# bimbo / bombe / bebon



## elisaf

Bonjour !
Je lis toujours l´expression « bimbo » en parlant de filles (ou de garçons, pourquoi pas) qui ne sont pas intellectuels. On dit : « Une intello ou une bimbo ? »
Mais d´où vient ce mot ?
Merci en avance !

"Agua que no has de beber, déjala correr" Dicho popular que me repetía mamá.


----------



## marcoszorrilla

La palabra es de origen inglés:



> *bimbo */n
> (pl bimbos) (coloq, pey) mujer joven atractiva considerada poco inteligente:He married a blonde bimbo half his age. Se caso con una rubia a la que le doblaba la edad.


----------



## Tina.Irun

*Bimbo : *
Terme américain (dérivant de l'italien _*bimbo*_, féminin _bimba_, signifiant "petit enfant") désignant une fille jeune et (généralement) sexy, superficielle et pour tout dire assez écervelée.


----------



## elisaf

Merci à tous!


----------



## Tximeleta123

Hola

Pues yo, la única vez que he oído esta palabra ha sido refieriéndose a un hombre (como también apuntaba Elisaf) y fue en una canción de "Axelle Red" (una intérprete belga de origen flamenco, como muchos sabrán). La canción se titula "_À tâtons_":

Empieza así:

_Parlons de mon baby...
parlons de mon *bimbo* à moi...
il a cet effet...
que jamais personne n'a eu sur moi..._

_(Merece la pena escucharla)


_Sin más; como anécdota. 

Un saludo


----------



## chics

En castellano podría ir bien una "barbie".


----------



## elisaf

Hola!
Queda más que claro!
Son Barbie y Ken
Saludos!


----------



## Tina.Irun

elisaf said:


> Hola!
> Queda más que claro!
> Son Barbie y Ken
> Saludos



No exactamente. 
A la "bimbo" se le presupone unas formas *muy exuberantes* (muchas veces resultado de la cirugía) que puede que la "barbie"     no tenga. Es más bien "una tetona sin seso" o "una tía con tetas grandes".


----------



## elisaf

Y ahora me queda super claro!
Merci beaucoup!


----------



## chics

¡Iglesia! ¿Estamos hablando de lo mismo? 

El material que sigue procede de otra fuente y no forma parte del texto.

PR #968, opened 2015-09-18
Activerel class array

subvertallchris:
* Brings array options to `ActiveRel`'s `(from|to)_class`
* Deprecates all `ActiveRel` query methods.

Because query methods are deprecated, I did not modify them to support Array from/to. 

If you are using these methods and want to disable the deprecation warning, set `ActiveSupport::Deprecation.silenced = true`.

### DIFF
--- a/CHANGELOG.md
+++ b/CHANGELOG.md
@@ -5,6 +5,14 @@ This project adheres to [Semantic Versioning](http://semver.org/).
 
 ## [Unreleased][unreleased]
 
+### Added
+
+- Support for Array arguments to ActiveRel's `from_class` and `to_class`.
+
+### Changed
+
+- Deprecated all methods in ActiveRel's Query module except for those that allow finding by id.
+
 ## [5.2.6] - 09-16-2015
 
 ### Fixed
--- a/lib/neo4j/active_rel/persistence.rb
+++ b/lib/neo4j/active_rel/persistence.rb
@@ -60,11 +60,21 @@ module Neo4j::ActiveRel
         type = from_node == node ? :_from_class : :_to_class
         type_class = self.class.send(type)
 
-        next if [:any, false].include?(type_class)
-
-        unless node.class.mapped_label_names.include?(type_class.to_s.constantize.mapped_label_name)
+        unless valid_type?(type_class, node)
           fail ModelClassInvalidError, type_validation_error_message(node, type_class)
         end
+      end
+    end
+
+    def valid_type?(type_object, node)
+      case type_object
+      when false, :any
+        true
+      when Array
+        type_object.each { |c| return false unless valid_type?(c, node) }
+        true
+      else
+        node.class.mapped_label_names.include?(type_object.to_s.constantize.mapped_label_name)
       end
     end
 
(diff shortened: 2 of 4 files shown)


janpieper:
Hi @subvertallchris! Maybe I am wrong, but this implementation feels broken...

As I understand, the Array will allow something like this:

```
                                -----> Apple
                               /
                              /
Basket ----- [:CONTAINS]-----
                              \
                               \
                                -----> Banana
```

I think, the matching ruby code would look like this:

```ruby
class Basket
  include Neo4j::ActiveNode
  has_many :out, :apples, type: CONTAINS, model_class: Apple
  has_many :out, :bananas, type: CONTAINS, model_class: Banana
end

class Apple
  include Neo4j::ActiveNode
  property :weight, type: Integer
  has_one :in, :basekt, origin: :apples, model_class: Basket
end

class Banana
  include Neo4j::ActiveNode
  property :weight, type: Integer
  has_one :in, :basekt, origin: :apples, model_class: Basket
end

class ContainsRelation
  include Neo4j::ActiveRel
  from_class Basket
  to_class [ Apple, Banana ]
  type :CONTAINS
end
```

Now, i want to use the relation to put one apple and one banana into the basket.

```ruby
basekt = Basket.create

apple = Apple.create(weight: 10)
banana = Banana.create(weight: 20)

ContainsRelation.create(from_node: basket, to_node: apple)
ContainsRelation.create(from_node: basket, to_node: banana)
```

But I get an error :open_mouth:

```
Neo4j::ActiveRel::Persistence::ModelClassInvalidError:
  Node class was Apple (54190140), expected [
    Apple(weight: Integer),
    Banana(weight: Integer)
  ] (55617160)
```

Tested with 67e11bd2.

If I take a look into `#valid_type?` in `lib/neo4j/active_rel/persistence.rb` i see this:

```ruby
def valid_type?(type_object, node)
  case type_object
  when false, :any
    true
  when Array
    type_object.each { |c| return false unless valid_type?(c, node) }
    true
  else
    node.class.mapped_label_names.include?(type_object.to_s.constantize.mapped_label_name)
  end
end
```

For me, there are at least two bugs in this method...

1. I don't get how the else-part should work... It checks if an array contains another array. This won't work in this case: `[:Apple].include?([:Apple]) # false`
2. Shouldn't the Array-part use `#any?` to check if any specified class matches the given node!?

I think, the Array-part should look like this:

```ruby
def valid_type?(type_object, node)
  # ...
  when Array
    type_object.any? { |c| valid_type?(c, node) }
  else
  # ...
end
```

subvertallchris:
Yup, looks like my tests didn't go far enough. I get _really_ distracted by trying to write tests that didn't duplicate and clearly lost focus a little. I'll be home in three hours and will fix it first thing. Thanks for tracking that down.

cheerfulstoic:
Also not a huge deal but we normally recommend using symbols rather than the class constants just in case there's issues with the load order of your classes.

subvertallchris:
Huge +1 to that. I'd love to find a better way of handling that.

janpieper:
@cheerfulstoic: Yeah, i know! With rails, it works fine, without --> chicken-and-egg problem :smile:

subvertallchris:
@janpieper That fix will be merged in a sec, I had a lull at work so just popped it in and fixed the test.

PR #974, opened 2015-09-24
Return true on successful save! calls

jmdeldin:
For [consistency with ActiveRecord](http://api.rubyonrails.org/classes/ActiveRecord/Persistence.html#method-i-save-21), I've made it so ActiveNode and ActiveRel return `true` when `save!` does not error out.

## TODO

- [x] Not sure if it's worth fighting Rubocop for `or` instead of `||` -- is there a magic cookie?

### DIFF
--- a/lib/neo4j/active_node/persistence.rb
+++ b/lib/neo4j/active_node/persistence.rb
@@ -40,7 +40,7 @@ module Neo4j::ActiveNode
     # @see Neo4j::Rails::Validations Neo4j::Rails::Validations - for the :validate parameter
     # @see Neo4j::Rails::Callbacks Neo4j::Rails::Callbacks - for callbacks
     def save!(*args)
-      fail RecordInvalidError, self unless save(*args)
+      save(*args) || fail(RecordInvalidError, self)
     end
 
     # Creates a model with values matching those of the instance attributes and returns its id.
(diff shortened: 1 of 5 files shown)


cheerfulstoic:
This is great, thanks so much!

A bit more subtlety would be nice from rubocop regarding "or".  Rubocop goes mainly off of the ruby-style-guide, though which says "The and and or keywords are banned. It's just not worth it. Always use && and || instead."

Avdi Grimm has an excellent free RubyTapas on the topic, though:

http://devblog.avdi.org/2014/08/26/how-to-use-rubys-english-andor-operators-without-going-nuts/

I'm going to merge in your changes and test something in Rubocop...

cheerfulstoic:
Ok, it looks like Rubocop doesn't allow for any configuration of this cop.  You can disable the cop for specific files, but I definitely like making sure that we use the symbolic versions for boolean expressions.  So for now let's keep the line comments, but I've made a comment over here:

https://github.com/bbatsov/ruby-style-guide/issues/415

Thanks again!

jmdeldin:
Thanks, @cheerfulstoic! Agreed on the rubocop/style guide as well -- it'd be great if `or` and `and` were allowed for control flow. Maybe rubocop could look for lines containing `or`/`and` and `if`/`unless`, and flag those as no good, terrible Rubies. Otherwise, we would get a free pass for control flow.

cheerfulstoic:
One other issue is the lower precedence of `=` against the english operators.  There are cases where you might want it to go both ways, though (I think both are demoed in the screencast).

We'll see how it goes down with the style guide repo.  Though yeah, even if that gets changed it might take some clever hacking to find a way to have rules like you'd want.  I know Rubocop will actually tell you when your code is ambiguous, though, so maybe there's a shot...

PR #977, opened 2015-09-28
Index property management

subvertallchris:
A lot of breaking changes here:

* Changes `DeclaredPropertyManager` to `DeclaredProperties`
* Prevents users from setting both an exact index and unique constraint. It covers options given to `properties` as well as the `index` and `constraint` methods and combinations thereof.
* Removes the optional arguments to `index` that would allow you to use that method to set constraints.
* Replaces all calls to `on_session_available` with `on_next_session_available`, per change in Neo4j-core.

Non-breaking changes:

* Some convenience methods to get your hands on declared property information. `MyModel.declared_properties[key]`, `.declared_properties.each`, and a few others.
* `DeclaredProperty` instances have a few methods to get and set indexing/constraint info. Note that these methods do not actually set properties in the database, you should use the class methods on the ActiveNode models for that.
* I moved all of ActiveNode's index-related code into an `Indexing` module.

Fixes:

* Properties are now properly declared when inheriting. `MySubclass.declared_properties` will include properties from the parent. 

To-do:

* This could use some DRY help. I'm still in my "just-make-it-work" first round.
* I might rework Neo4j-core's `Label` class. The API for index and constraints is more complicated than it needs to be, which leads to a lot of the complication in our `Indexing` module. The methods to add or remove indexes and constraints should be able to share code but the Neo4j-core APIs are juuuust different enough that they can't.

**Travis will fail until https://github.com/neo4jrb/neo4j-core/pull/226 is merged in. This branch references my local paths at the moment and is not ready for merge.**


subvertallchris:
This is mostly good but I want to write a few more tests to cover the new APIs directly. I also want to run it through its paces with some of my local apps. There might be a bug, too... It's still possible to set an index through an option to `property` and then call the `constraint` class method. Just need to add a check to prevent that.

I'm happy with this overall, though. It removes a lot of responsibility from ActiveNode.

Issue #951, opened 2015-09-03
Stringified booleans not being cast as booleans in rel_where


jmdeldin:
Following up from Gitter, I'm finding boolean values (when passed in as strings, e.g., `thing.rel_where(other_thing: 'false')`) are not cast to bools in `rel_where`. From [this example](https://gist.github.com/jmdeldin/2d67e63e84021426d669): 

```ruby
# 1. this works
rs = a1.books.rel_where(enjoyed_writing: false).to_a
puts "books: #{rs.length} (should be 1)"

# 2. this does not cast 'false' into false
rs = a1.books.rel_where(enjoyed_writing: 'false').to_a
puts "books: #{rs.length} (should be 1)"
```
I worked around this in my own code, but it _seems_ like this should work.

subvertallchris:
Good catch, I can find and fix this when I return in a few days.

subvertallchris:
`rel_where` doesn't do any typecasting, actually. It's going to take a little work to fix it, I'm not sure it's going to happen very quickly. I also discovered that QueryProxy's typecasting only works with those converters defined within this gem, not those provided by ActiveAttr. I have some ideas for fixing it but I'm not sure I like any of them. Will post some updates when I have them but in the meantime, if you or anyone wants to take a stab at correcting this, PRs are welcome.

jmdeldin:
Ah, thanks for the update! I'm not sure if I'll have anytime soon, but if I were to, would I start somewhere in the [Query::QueryProxy::Link](https://github.com/neo4jrb/neo4j/blob/b77ae9d24853705eaa437302bbdf8128a0dfd784/lib/neo4j/active_node/query/query_proxy_link.rb) class?

subvertallchris:
Sort of. I think I actually managed to get it working, kind of, but here's some background:

Working backwards, the ultimate goal is `for_rel_where_clause` needs to get the ActiveRel model as an argument: https://github.com/neo4jrb/neo4j/blob/b77ae9d24853705eaa437302bbdf8128a0dfd784/lib/neo4j/active_node/query/query_proxy_link.rb#L75. If that happens, you can use https://github.com/neo4jrb/neo4j/blob/b77ae9d24853705eaa437302bbdf8128a0dfd784/lib/neo4j/active_node/query/query_proxy_link.rb#L58 or a variation thereof to perform the conversion.

[...]

PR #986, opened 2015-10-14
Fix String->Boolean type conversion

jmdeldin:
Following from #951, String to Boolean conversion is not working. After prodding around, I think the issue is that `Neo4j::Shared::TypeConverters#converters` has all class keys except `[true, false]` for bools. When you declare a property's `type` as `Boolean`, the `converted_property` method cannot locate the `BooleanConverter`.

This PR makes it so the `ActiveAttr::TypeCasting::Boolean` is registered as a converter by making `BooleanConverter#convert_type` return that class.

- [x] add failing spec
- [x] fix converter

### DIFF
--- a/lib/neo4j/shared/type_converters.rb
+++ b/lib/neo4j/shared/type_converters.rb
@@ -97,13 +97,11 @@ module Neo4j::Shared
           convert_type.include?(value)
         end
 
-        def convert_type
-          [true, false]
-        end
-
         def db_type
           ActiveAttr::Typecasting::Boolean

Una Barbie es rubia, una muñeca -literalmente descerebrada, pues- y la de 2005 tiene estas medidas, más "adaptadas a la realidad": altura, 29 cm; busto, 12'5 centímetros; cintura, 8; cadera, 14. En una persona serían 91-58-100 (si midiera 2,10 m. Además tendría las piernas más largas que Anna Karenbeu y pesaría menos de cincuenta kilos, ya puestos).

Teniendo en cuenta que Marilyn Monroe decía medir 90-60-90, (aunque con 1,52m de altura) me parece que sí, que una barbie un poco exuberante es. 

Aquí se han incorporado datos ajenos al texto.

PR #987, opened 2015-10-15
Where conversion

subvertallchris:
See #986. Adds one extra method and test. cc @jmdeldin


subvertallchris:
That one failure is due to memory issues in JRuby, not a reflection of any changes in the code, so I'm going to merge this. @jmdeldin, thanks for the help with this!

PR #1012, opened 2015-10-26
Unpersisted node handling for ActiveRel

subvertallchris:
This gives ActiveRel models the ability to create a relationship and one or both nodes in a single Cypher query, _with_ all validations and callbacks on all objects.

```ruby
student = Student.new
lesson = Lesson.new
rel = EnrolledIn.create(from_node: student, to_node: lesson)
 # CYPHER 6ms CREATE (from_node:`Student` {uuid: {from_node_Student_uuid}, l: {from_node_Student_l}}), (to_node:`Lesson` {uuid: {to_node_Lesson_uuid}}), from_node-[rel:ENROLLED_IN {rel_params}]->to_node RETURN rel, from_node, to_node | {:from_node_Student_uuid=>"9a088b89-5906-4db0-8d8c-04fdcf7aaa43", :from_node_Student_l=>false, :to_node_Lesson_uuid=>"2e1338a3-0b91-4675-8e0b-ec66a7078d0f", :rel_params=>{:created_at=>1445878151, :updated_at=>1445878151, :active=>false}}
# => #<EnrolledIn (:Student {uuid: "9a088b89-5906-4db0-8d8c-04fdcf7aaa43"})-[:ENROLLED_IN]->(:Lesson {uuid: "2e1338a3-0b91-4675-8e0b-ec66a7078d0f"}) active: false, created_at: Mon, 26 Oct 2015 16:49:11 +0000, grade: nil, student_notes: nil, teacher_notes: nil, thing: nil, updated_at: Mon, 26 Oct 2015 16:49:11 +0000> 
student.persisted?
#  => true 
lesson.persisted?
# => true 
student.uuid
# => "9a088b89-5906-4db0-8d8c-04fdcf7aaa43" 
lesson.uuid
 # => "2e1338a3-0b91-4675-8e0b-ec66a7078d0f" 
```

It takes advantage of some new Factory classes that, given a node or rel, will build a Cypher query to match or create based on the state of the object. Factory instances can be connected to others, allowing you to progressively build a query.

When creating two nodes and a rel at the same time, my benchmarks indicate a 15% performance improvement over three separate queries. I _think_ the factory code could be reused in some other classes to separate concerns a bit and take advantage of the one-query-to-rule-them-all feature, but that's TBD.

There are still a few tests I want to add to for the factories but this is stable as far as I've seen. I'm opening the PR now in case anyone wants to give it a shot or comment and so I don't forget to finish it up in the next few days.


review-ninja:
<a href="https://app.review.ninja/neo4jrb/neo4j/pull/1012" target="_blank">ReviewNinja

cheerfulstoic:
Awesome!  I imagine this could perhaps be done with the batch query functionality in the new CypherSession API when that comes along, yes?

One thing that I've been meaning to bring up, what do you think about supporting the syntax `ActiveRelModel.create(from_node_object, to_node_object, property: value)`?

subvertallchris:
I don't think so, since you'd still need to get the results from the node creations before you can create the rel, so they either need to be completely separate or all at the same time.

I like the flexibility of the current method signature. The `from_node=`/`to_node=` methods give you the option of setting properties and dealing with the nodes separately. Keeping the signature between the modules lets us reuse a lot of code and keeps things simpler, too.

subvertallchris:
The basic association creation code might be able to take advantage of this, though, and then they'd see the performance benefit. We'd also be able to simplify https://github.com/neo4jrb/neo4j/blob/master/lib/neo4j/active_node/has_n/association.rb, since it wouldn't need to be responsible for rel creation.

If we do that, it might also be a good time to add the "associations-with-rel-class-specified-use-that-rel-class-when-using-the-<<-operator" feature.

Además la imagen que tenemos es la de las _antiguas_, de antes de 2000, que tenían un pecho de 120 cm -en escala "humana"- para la mitad de contorno de cintura. No sé, yo para decir "una tetona sin seso" digo "una _barbie_", sin hacer cálculos de este tipo y sin pensar primero en Pamela Anderson.

(Oh, no... no puedo creer que esté hablando de todo ésto... )


----------



## Tina.Irun

La "Bimbo suprema" es por supuesto Pamela Anderson. 
La "bimbo" más chic: Mónica Belluci.

Debo matizar que lo de "sin seso" es la imagen que dan (algunas veces verdadera, otras por interés comercial).

Para mí, la barbie sería Paris Hilton y Cía.

Bueno, ahora podemos pasar a los bimbos masculinos,
tema mucho más interesante para mí.


----------



## Glorys

NUEVA PREGUNTA
​
*¡Hola!*
Soy nueva aquí y tengo una duda sobre esta palabra ya que no entiendo muy bien su significado en una canción de Elisa Tovati que se llama "Un garçon facil". Dice así:

J'ai juste envie
D'un garçon facile
D'un beau bimbo
Habil et docil...

¿Alguien podría ayudarme?

*Gracias.*


----------



## Tina.Irun

Yo lo traduciría por "tío bueno/tío macizo"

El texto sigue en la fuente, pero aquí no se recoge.